Stored data –
• • • • • • •

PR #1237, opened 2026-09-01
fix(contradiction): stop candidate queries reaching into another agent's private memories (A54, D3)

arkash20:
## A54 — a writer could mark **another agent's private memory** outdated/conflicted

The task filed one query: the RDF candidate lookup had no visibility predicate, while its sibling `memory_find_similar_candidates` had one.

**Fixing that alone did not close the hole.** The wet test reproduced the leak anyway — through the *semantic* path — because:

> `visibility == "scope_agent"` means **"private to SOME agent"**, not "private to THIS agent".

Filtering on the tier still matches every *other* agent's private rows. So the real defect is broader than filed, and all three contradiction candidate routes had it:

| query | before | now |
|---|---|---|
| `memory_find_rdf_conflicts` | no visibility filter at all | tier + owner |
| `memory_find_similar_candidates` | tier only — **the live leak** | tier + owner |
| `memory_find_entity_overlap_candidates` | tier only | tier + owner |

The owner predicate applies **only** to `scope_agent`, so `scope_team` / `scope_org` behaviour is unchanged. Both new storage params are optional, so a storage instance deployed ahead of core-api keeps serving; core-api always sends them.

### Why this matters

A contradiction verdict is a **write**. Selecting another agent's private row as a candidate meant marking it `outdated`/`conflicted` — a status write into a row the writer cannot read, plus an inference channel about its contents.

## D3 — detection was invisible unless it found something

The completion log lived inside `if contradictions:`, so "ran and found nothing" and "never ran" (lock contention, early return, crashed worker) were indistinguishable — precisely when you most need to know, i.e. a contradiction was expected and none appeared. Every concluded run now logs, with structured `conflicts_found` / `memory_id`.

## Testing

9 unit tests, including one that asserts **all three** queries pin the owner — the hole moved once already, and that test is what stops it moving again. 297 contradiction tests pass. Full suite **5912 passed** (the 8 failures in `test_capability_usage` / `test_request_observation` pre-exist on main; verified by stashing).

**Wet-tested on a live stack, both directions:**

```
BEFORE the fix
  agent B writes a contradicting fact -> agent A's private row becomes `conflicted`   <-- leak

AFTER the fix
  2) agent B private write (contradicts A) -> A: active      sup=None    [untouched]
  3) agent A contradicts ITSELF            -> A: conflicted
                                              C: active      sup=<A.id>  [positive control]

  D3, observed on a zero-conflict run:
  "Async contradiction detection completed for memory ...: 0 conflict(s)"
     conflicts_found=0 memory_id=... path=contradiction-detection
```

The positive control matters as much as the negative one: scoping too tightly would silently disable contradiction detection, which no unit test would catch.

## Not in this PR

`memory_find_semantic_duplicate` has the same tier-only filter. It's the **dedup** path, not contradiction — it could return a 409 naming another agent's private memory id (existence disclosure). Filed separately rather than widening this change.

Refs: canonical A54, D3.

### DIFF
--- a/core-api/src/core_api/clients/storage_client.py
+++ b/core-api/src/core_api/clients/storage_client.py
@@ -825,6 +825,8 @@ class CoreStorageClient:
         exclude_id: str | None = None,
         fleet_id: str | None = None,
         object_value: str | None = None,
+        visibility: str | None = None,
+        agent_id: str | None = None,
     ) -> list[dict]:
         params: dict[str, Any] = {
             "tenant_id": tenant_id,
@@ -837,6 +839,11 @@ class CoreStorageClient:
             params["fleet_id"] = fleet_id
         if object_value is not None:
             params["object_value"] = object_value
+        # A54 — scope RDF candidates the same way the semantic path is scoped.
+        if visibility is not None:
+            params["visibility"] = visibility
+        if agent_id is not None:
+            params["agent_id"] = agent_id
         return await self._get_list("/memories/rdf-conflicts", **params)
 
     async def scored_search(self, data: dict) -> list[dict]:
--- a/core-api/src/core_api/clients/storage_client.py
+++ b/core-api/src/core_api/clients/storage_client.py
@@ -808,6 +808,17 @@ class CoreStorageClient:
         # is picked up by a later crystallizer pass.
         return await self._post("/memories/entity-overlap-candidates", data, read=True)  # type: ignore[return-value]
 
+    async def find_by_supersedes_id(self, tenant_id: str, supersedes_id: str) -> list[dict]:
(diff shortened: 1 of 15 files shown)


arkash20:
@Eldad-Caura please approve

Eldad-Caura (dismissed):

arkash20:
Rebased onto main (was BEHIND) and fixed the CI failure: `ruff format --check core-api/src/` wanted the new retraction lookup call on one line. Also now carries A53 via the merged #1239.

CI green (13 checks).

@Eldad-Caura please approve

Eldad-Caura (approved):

• • • • • • •

Reproduce the data in its entirety. Keep every character unchanged.

Exercise answer –
PR #1237, opened 2026-09-01
fix(contradiction): stop candidate queries reaching into another agent's private memories (A54, D3)

arkash20:
## A54 — a writer could mark **another agent's private memory** outdated/conflicted

The task filed one query: the RDF candidate lookup had no visibility predicate, while its sibling `memory_find_similar_candidates` had one.

**Fixing that alone did not close the hole.** The wet test reproduced the leak anyway — through the *semantic* path — because:

> `visibility == "scope_agent"` means **"private to SOME agent"**, not "private to THIS agent".

Filtering on the tier still matches every *other* agent's private rows. So the real defect is broader than filed, and all three contradiction candidate routes had it:

| query | before | now |
|---|---|---|
| `memory_find_rdf_conflicts` | no visibility filter at all | tier + owner |
| `memory_find_similar_candidates` | tier only — **the live leak** | tier + owner |
| `memory_find_entity_overlap_candidates` | tier only | tier + owner |

The owner predicate applies **only** to `scope_agent`, so `scope_team` / `scope_org` behaviour is unchanged. Both new storage params are optional, so a storage instance deployed ahead of core-api keeps serving; core-api always sends them.

### Why this matters

A contradiction verdict is a **write**. Selecting another agent's private row as a candidate meant marking it `outdated`/`conflicted` — a status write into a row the writer cannot read, plus an inference channel about its contents.

## D3 — detection was invisible unless it found something

The completion log lived inside `if contradictions:`, so "ran and found nothing" and "never ran" (lock contention, early return, crashed worker) were indistinguishable — precisely when you most need to know, i.e. a contradiction was expected and none appeared. Every concluded run now logs, with structured `conflicts_found` / `memory_id`.

## Testing

9 unit tests, including one that asserts **all three** queries pin the owner — the hole moved once already, and that test is what stops it moving again. 297 contradiction tests pass. Full suite **5912 passed** (the 8 failures in `test_capability_usage` / `test_request_observation` pre-exist on main; verified by stashing).

**Wet-tested on a live stack, both directions:**

```
BEFORE the fix
  agent B writes a contradicting fact -> agent A's private row becomes `conflicted`   <-- leak

AFTER the fix
  2) agent B private write (contradicts A) -> A: active      sup=None    [untouched]
  3) agent A contradicts ITSELF            -> A: conflicted
                                              C: active      sup=<A.id>  [positive control]

  D3, observed on a zero-conflict run:
  "Async contradiction detection completed for memory ...: 0 conflict(s)"
     conflicts_found=0 memory_id=... path=contradiction-detection
```

The positive control matters as much as the negative one: scoping too tightly would silently disable contradiction detection, which no unit test would catch.

## Not in this PR

`memory_find_semantic_duplicate` has the same tier-only filter. It's the **dedup** path, not contradiction — it could return a 409 naming another agent's private memory id (existence disclosure). Filed separately rather than widening this change.

Refs: canonical A54, D3.

### DIFF
--- a/core-api/src/core_api/clients/storage_client.py
+++ b/core-api/src/core_api/clients/storage_client.py
@@ -825,6 +825,8 @@ class CoreStorageClient:
         exclude_id: str | None = None,
         fleet_id: str | None = None,
         object_value: str | None = None,
+        visibility: str | None = None,
+        agent_id: str | None = None,
     ) -> list[dict]:
         params: dict[str, Any] = {
             "tenant_id": tenant_id,
@@ -837,6 +839,11 @@ class CoreStorageClient:
             params["fleet_id"] = fleet_id
         if object_value is not None:
             params["object_value"] = object_value
+        # A54 — scope RDF candidates the same way the semantic path is scoped.
+        if visibility is not None:
+            params["visibility"] = visibility
+        if agent_id is not None:
+            params["agent_id"] = agent_id
         return await self._get_list("/memories/rdf-conflicts", **params)
 
     async def scored_search(self, data: dict) -> list[dict]:
--- a/core-api/src/core_api/clients/storage_client.py
+++ b/core-api/src/core_api/clients/storage_client.py
@@ -808,6 +808,17 @@ class CoreStorageClient:
         # is picked up by a later crystallizer pass.
         return await self._post("/memories/entity-overlap-candidates", data, read=True)  # type: ignore[return-value]
 
+    async def find_by_supersedes_id(self, tenant_id: str, supersedes_id: str) -> list[dict]:
(diff shortened: 1 of 15 files shown)


arkash20:
@Eldad-Caura please approve

Eldad-Caura (dismissed):

arkash20:
Rebased onto main (was BEHIND) and fixed the CI failure: `ruff format --check core-api/src/` wanted the new retraction lookup call on one line. Also now carries A53 via the merged #1239.

CI green (13 checks).

@Eldad-Caura please approve

Eldad-Caura (approved):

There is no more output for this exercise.